This MOOC is conceptually one of the most interesting ones that I have taken to date. It is based around the implementation of the concept of “Literate Programming”, introduced by Donald Knuth in his 1992 book, in which basically a system where documentation and “live” source code are presented in the same document. In the course, this concept is presented through “knitr“, a library which is really well integrated into RStudio. Another implementation of this concept which I have explored in this blog (and outside) is the jupyter project, which allows to do similar things in a web environment and giving the possibility to select in a vast choice of programming languages. In knitr the document is written in R markdown (with the possibility of html or Latex), while the code snippets are in R, in jupyter the document bits, in this case the are called cells, are markdown (I have not explored anything else) and the code cells depend on the selected script engine.
The concept of Reproducible research is of a fundamental importance in today’s world. The impact of an error in a study can be devastating in economic terms (economic policies: see this) and even in human health or human lives (medicament trials: see this). Making your research documented and available to other research teams makes sure not only the findings are proven by independent teams, but also that if the findings are important, they will proceed to the next levels in a faster way.

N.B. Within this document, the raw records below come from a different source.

PR #7950, opened 2020-06-02
Sublime SVG Preview

chunqiuyiyu:


FichteFoll:
I suggest checking out ImageMagick's `convert` command line tool for an alternative to inkscape when it is not available.

chunqiuyiyu:
@FichteFoll Hi, thanks for your suggestion. Sometimes ImageMagick's `convert` command can not convert SVG to PNG correctly, so I chose Inkscape as background for this plugin.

Reproducible research is the process in which you (in short):
- Describe what is your purpose
- Document your data sources (what, where, when)
- Document your data transformations
- Document your research
- Describe your findings
- And provide the code for all of these
So that another team (or even yourself some time later) can easily resume from where you left.
I do not see any reason for any research paper that is published today to not have these characteristics, unless data protection is needed – copyrights, property or security/safety reasons exist.